A total of 219 and 201 proteins with a signal peptide for secretion were identified in the culture media of MA234.1 and the ΔagsE strain, of which 165 were shared between the two strains. Of the total number of proteins with a signal sequence for secretion, 5 have never been reported to be part of the secretome before (Supplemental Table 13). Part of the proteins that were found in the secretomes of both MA234.1 and ΔagsE were differentially expressed when compared to the other strain. The 26 proteins that were down-regulated in ΔagsE when compared to the reference strain included GH16 glucanases / galactanases, GH12 β-glucanases, a GH17 β-glucan endohydrolases and a GH15 α-glucosidase (Fig. 5). On the other hand, the 66 proteins that were up-regulated in ΔagsE included GH43 hemicellulases, GH31 α-glucosidases / α-xylosidases / isomaltosyltransferases / glucoamylases, GH18 chitinases / endo-β-N-acetylglucosaminidases / carbohydrate binding modules / xylanase inhibitors and GH92 α-mannosidases. The 54 unique proteins with a predicted signal peptide in the culture medium of MA234.1 included GH28 polygalacturonases, GH5 cellulases, GH7 cellulases/β-1,4-glucanases and 2 pectinesterases. On the other hand, the 36 unique proteins with a predicted signal peptide of strain ΔagsE included carboxylesterases, GH76 α-mannanases, GH1 β-glucosidase, GH61 lytic polysaccharide monooxygenases and GH71 α-1,3-glucanase. Notably, strain ΔagsE did not release a unique GH5 cellulase when compared to MA234.1, implying we would not expect a synergistic cellulase activity as we found by mixing the culture media. The reason for this is not yet clear. Nevertheless, our data strongly suggest that the wild-type and the ΔagsE strains have complementary activity on plant substrates.

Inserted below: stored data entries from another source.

PR #3134, opened 2019-06-03
NAS-101877 / 11.3 / feat(middlewared/update): implement `update.set_train`

william-gr:
Ticket:	NAS-101877

### DIFF
--- a/src/middlewared/middlewared/plugins/update.py
+++ b/src/middlewared/middlewared/plugins/update.py
@@ -268,6 +268,58 @@ class UpdateService(Service):
             'selected': selected,
         }
 
+    @accepts(Str('train', empty=False))
+    def set_train(self, train):
+        """
+        Set an update train to be used by default in updates.
+        """
+        return self.__set_train(train)
+
+    def __set_train(self, train, trains=None):
+        """
+        Wrapper so we dont call get_trains twice on update method.
+        """
+        if trains is None:
+            trains = self.get_trains()
+        if train != trains['selected']:
+            if train not in trains['trains']:
+                raise CallError('Invalid train name.', errno.ENOENT)
+
+            try:
+                result = compare_trains(trains['current'], train)
+            except Exception:
+                self.logger.warning(
+                    "Failed to compare trains %r and %r", trains['current'], train, exc_info=True
+                )
+            else:
+                errors = {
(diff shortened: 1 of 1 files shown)


src/middlewared/middlewared/plugins/update.py
```diff
@@ -268,6 +268,23 @@ def get_trains(self):
             'selected': selected,
         }
 
+    @accepts(Str('train'))
+    def set_train(self, train):
+        """
```
themylogin: Don't we want any check here? Like in `update`

william-gr: We probably do, good thought

themylogin: What is a point of `call("update.set_train", null)`?

themylogin:
What is a point of `call("update.set_train", null)`?

william-gr:
@themylogin return get_trains, otherwise we would need to make two calls of these, which depend on network

themylogin:
@william-gr have not thought of that. But things like these tend to complicate over time, and next time we'll need to pack more actions into single call will lead to even more strange code. I don't insist on doing anything, but in cases like this I would prefer to have simple and clean public API and hide ugliness in a wrapper method:
```
@accepts(Str("train", required=True, empty=False))
def set_train(self, train):
    ...

@private
def handle_train_change(self, new_train):
    if new_train:
        self.set_train()
    return self.get_trains()
```
Also is number of calls (furthermore, non-repeated) an important thing in TN HA? I've thought we have some kind of fiber optic between them, not 3G :)

themylogin:
If I (as e.g. a new UI developer) will start calling `set_train(null)` by mistake and it won't raise any error and just silently don't do anything, I will spend more time trying to investigate what's goind on.

william-gr:
@themylogin that doesnt quite work, set_train needs to call get_trains, and update needs to check for the selected train get_trains returns.

As far as number of calls, this has nothing to do with TN HA, its network call, external, to the internet.

william-gr:
But yes, I get your point, I will rework on that.

src/middlewared/middlewared/plugins/update.py
```diff
@@ -268,6 +268,58 @@ def get_trains(self):
             'selected': selected,
         }
 
+    @accepts(Str('train'))
```
themylogin: `empty=False`?

PR #6395, opened 2021-02-09
NAS-109325 / 21.04 / ignore check_path_resides_within_volume when clustered

yocalebo:
`check_path_resides_within_volume` doesn't apply when a sharing service is configured for clustering. For example, SMB takes a relative path to the gluster volume. (i.e. `/`) so ignore the checks entirely when `gluster_bypass=True`


yocalebo:
At the time of writing this, [githubstatus](https://www.githubstatus.com/) shows yellow. I have pushed a 2nd commit to only make the `.glusterfs` checks occur on linux....but it's not showing up here.

william-gr (approved):

PR #6398, opened 2021-02-09
NAS-109314 / 21.04 / Save preferred trains for a user

sonicaj:
This PR introduces changes where we save preferred train for a user which UI will use to display catalog items. This helps the user to not have to each time go and change/select train for a catalog in the UI for installing some application.

### DIFF
--- a/src/middlewared/middlewared/plugins/catalogs_linux/update.py
+++ b/src/middlewared/middlewared/plugins/catalogs_linux/update.py
@@ -60,10 +60,24 @@ class CatalogService(CRUDService):
             )
         return catalog
 
+    @private
+    async def common_validation(self, catalog, schema, data):
+        found_trains = set(catalog['trains'])
+        diff = set(data['preferred_trains']) - found_trains
+        verrors = ValidationErrors()
+        if diff:
+            verrors.add(
+                f'{schema}.preferred_trains',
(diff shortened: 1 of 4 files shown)


src/middlewared/middlewared/plugins/catalogs_linux/update.py
```diff
@@ -22,6 +22,7 @@ class CatalogModel(sa.Model):
     repository = sa.Column(sa.Text(), nullable=False)
     branch = sa.Column(sa.String(255), nullable=False)
     builtin = sa.Column(sa.Boolean(), nullable=False, default=False)
+    preferred_trains = sa.Column(sa.JSON(type=list))
```
themylogin, line 25: Why don't we make it `nullable=False`?

themylogin (changes requested):

src/middlewared/middlewared/plugins/catalogs_linux/update.py
sonicaj: It's `nullable=False` by default

themylogin: Then your migration lacks code to set NULL column to NOT NULL

themylogin (approved):
Thank you!

william-gr (approved):

PR #6399, opened 2021-02-09
NAS-109313 / 21.04 / Skip reading invalid trains

sonicaj:


themylogin (changes requested):
`train.startswith('.') or train != 'library'` is always true

themylogin (approved):

william-gr (approved):

PR #6401, opened 2021-02-09
NAS-109336 / 21.04 / Delete snapshots in descendant filesystems as well on chart release upgrade

sonicaj:
This PR adds changes to delete snapshots of descendant chart release filesystems as well if they exist with the same name which can happen on failed upgrades.


themylogin (approved):

Ornias1993 (approved):
Nice clean solution! :)

william-gr (approved):

PR #6402, opened 2021-02-09
NAS-109302 / 21.04 / Force termination of namespace for misbehaving apps on deletion

sonicaj:


src/middlewared/middlewared/plugins/chart_releases_linux/chart_release.py
```diff
@@ -458,14 +459,23 @@ async def do_update(self, job, chart_release, data):
         job.set_progress(100, 'Update completed for chart release')
         return await self.get_instance(chart_release)
 
-    @accepts(Str('release_name'))
+    @accepts(
+        Str('release_name'),
+        Dict(
+            'options',
+            Int('wait_secs', default=300)
```
themylogin, line 466: Can `timeout` be a better commonly used name?

sonicaj: Agreed

Ornias1993 (approved):

william-gr (approved):

sonicaj:
Closing this PR as the changes introduced in this PR are mostly cosmetic where k8s stops owning the underlying resources and this results in the underlying resources ( in our case containers possibly running indefinitely ) remaining in the same state.

Ornias1993:
> Closing this PR as the changes introduced in this PR are mostly cosmetic where k8s stops owning the underlying resources and this results in the underlying resources ( in our case containers possibly running indefinitely ) remaining in the same state.

Shoot, indeed... which would lead to "just another error"

Ornias1993:
@sonicaj 
I've been thinking about this and got some more feedback from users.
It seems this is caused by underlaying resources not being removed correctly.

So you're right, deleting just the namespace would be cosmetic.
However every app has it's own namespace, so we could just nuke everything in the namespace:
`kubectl delete all --all -n ix-applicationname`

sonicaj:
@Ornias1993 okay let me clarify, from my tests we have unkillable containers with non-existent PID, so trying to nuke everything does not help.
What happens if we try to nuke everything is that it won't work and we will get stuck in terminating state as k8s waits for the CRI to confirm deletion of resources which are not going to happen because of the above issue and issue only goes away after a restart of docker or in our terms the `kubernetes` service. So k8s will remain in that state indefinitely waiting for confirmation from CRI that underlying resources have been released.

Now what this PR did was that it instructed k8s to not wait for confirmation from the CRI and just consider the resources cleaned ( sort of ), the issue with this approach is that say a pod is using host path volumes ( which is very common in our case ), it will continue doing so and if they are ix volumes, we won't be able to delete the chart release datasets which will have us in an inconsistent state.

I would definitely consider this an upstream issue wrt CRI which in our case is docker. There are issues in k8s as well for this but they have been closed with the same feedback.

Ornias1993:
@sonicaj
Ahh so: 
- The namespace gets stuck because the service isn't deleting
- The service is stuck because the pod isn't deleting
- The pod isn't deleting because the PID doesn't exist

Yeah in that case the underlaying issue is not solved by above command.

Would a reboot solve this cleanly? I guess so?

sonicaj:
Restart of kubernetes service would as well. However we would have datasets leftover of chart release which wouldn’t be deleted so they would have to be deleted manually.

Ornias1993:
@sonicaj 
Yeah had that issue a few times too...
But that is actually a problem that can be solved by the middleware, making sure there are no orphaned releases in `ix-applications/releases` when starting k8s

sonicaj:
@Ornias1993 thats a nice suggestion, only concern would be accidentally deleting user data if we get in an inconsistent state wrt k3s db which can happen ( unlikely but possible ). 

Can you please create a jira ticket about it ? I think we can perhaps rename release dataset to counter for this.

Ornias1993:
@sonicaj 
Will do :)
Renaming is a nice idea, i've had some undeletable datasets in the past and almost always deleting works like a charm 👍 

Another solution (besides referencing the k3s db) is keeping track of installed releases in the SCALE database and just crossreferencing the database with the datasets.

Ornias1993:
Done:
https://jira.ixsystems.com/browse/NAS-109609

PR #6404, opened 2021-02-10
NAS-109307 / 21.04 / Reload/Restart dependent services/chart releases after renewing ACME certificate

sonicaj:


themylogin (approved):

src/middlewared/middlewared/plugins/crypto_/acme_certs_renewal.py
```diff
@@ -0,0 +1,69 @@
+from middlewared.service import private, Service
+
+
+class CertificateService(Service):
+
+    class Config:
+        cli_namespace = 'system.certificate'
+
+    @private
+    async def services_dependent_on_cert(self, id):
```
william-gr, line 10: @sonicaj This seems a *very* weird method and going against how we do things in middleware.
We are making cyrpto plugin aware of external services, instead of providing an interface so external services can register.

Relying in core.get_services and comparing services name seems to be very easy to break without nobody noticing.

PR #6418, opened 2021-02-12
NAS-109169 / 21.04 / HA config upload / factory reset

themylogin:


src/middlewared/middlewared/plugins/config.py
```diff
@@ -206,6 +206,8 @@ def move(src, dst):
 
         self.middleware.call_hook_sync('config.on_upload', UPLOADED_DB_PATH)
 
+        # make sure we includ the uploaded db to be sent to the standby controller
+        upload.insert(0, UPLOADED_DB_PATH)
```
themylogin, line 210: Weird that I did not do that, just replace `shutil.move` with `move` in line 186 above

yocalebo (approved):

yocalebo:
I've QA'ed this PR on SCALE HA system and it works.

PR #6420, opened 2021-02-12
NAS-100503 / 21.04 / Avoid N event subscriptions to run the same code

themylogin:


src/middlewared/middlewared/main.py
```diff
@@ -192,32 +192,14 @@ async def __crash_reporting(self, exc_info):
...
         if ':' in name:
             shortname, arg = name.split(':', 1)
         else:
             shortname = name
             arg = None
-        event_source = self.middleware.get_event_source(shortname)
-        if event_source:
-            for v in self.__event_sources.values():
-                # Do not allow an event source to be subscribed again
-                if v['name'] == name:
```
sonicaj, line 205: Would we now allow users to subscribe to same event source multiple times ?

src/middlewared/middlewared/main.py
```diff
@@ -229,15 +211,13 @@ async def subscribe(self, ident, name):
     async def unsubscribe(self, ident):
         if ident in self.__subscribed:
             self.__subscribed.pop(ident)
-        elif ident in self.__event_sources:
-            event_source = self.__event_sources[ident]['event_source']
-            await self.middleware.run_in_thread(event_source.cancel)
-            self.__event_sources.pop(ident)
+        elif self.session_id + ident in self.middleware.event_source_manager.idents:
```
sonicaj, line 214: Do you think we should perhaps have a method which determines the unique identifier so that we would not have to do `self.session_id + ident` everywhere ?

src/middlewared/middlewared/main.py
themylogin: Yes, as we allow to subscribe to the same event multiple times.

sonicaj (approved):

PR #6426, opened 2021-02-16
NAS-109430 / 12.0 / Improve error handling for directory services

anodos325:
This PR covers a few edge cases that may trip up some users.

First off, we prevent users from simultaneously enabling AD and LDAP directory services. There are very few cases where users actually need to do this. One common example may be FreeIPA + AD in the same environment, but the typical resolution to this configuration need is to create a cross-realm trust between FreeIPA and AD and enable / configure trusted domains in the AD plugin.

Kerberos libraries will let us kinit even if clock offset is larger than 3 minutes, but services behave badly in this situation. This PR makes us try a little harder. If CLDAP ping fails to get us a DC, then we switch to performing normal DNS lookup for a DC. If time offset is too large (or our service account can't be used for netlogon connection), then destroy the service account's kerberos ticket to prevent it from being used by middleware or other processes.

### DIFF
--- a/src/middlewared/middlewared/plugins/activedirectory.py
+++ b/src/middlewared/middlewared/plugins/activedirectory.py
@@ -521,6 +521,7 @@ class ActiveDirectoryService(ConfigService):
                 self.logger.warning("NTP request to Domain Controller failed.",
                                     exc_info=True)
             except Exception as e:
+                await self.middleware.call("kerberos.stop")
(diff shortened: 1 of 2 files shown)


william-gr (approved):

william-gr:
@anodos325 can I go ahead and merge this?

anodos325:
Yes, let's go ahead and merge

It has been reported that small micro-colonies release more protein than large micro-colonies (Tegelaar et al. 2020; Lyu et al. 2023). This may be explained by the fact that expression of genes of secreted proteins mainly occurs in a peripheral shell of the pellet and that, therefore, pellets with a radius ≤ of the width of the expression shell would be more productive in terms of protein secretion (Tegelaar et al. 2020). However, the results of this study do not support the finding that smaller micro-colonies secrete more protein in the culture medium. The increased amounts of protein as observed on SDS PAGE is mainly explained by release of proteins without a signal sequence. We propose that inactivation of agsE stimulates protein secretion due to formation of smaller micro-colonies formation but at the same time inhibits protein secretion due to for instance changes in cell wall composition, pH of the culture medium, cell lysis, or changes in activity of signalling pathways.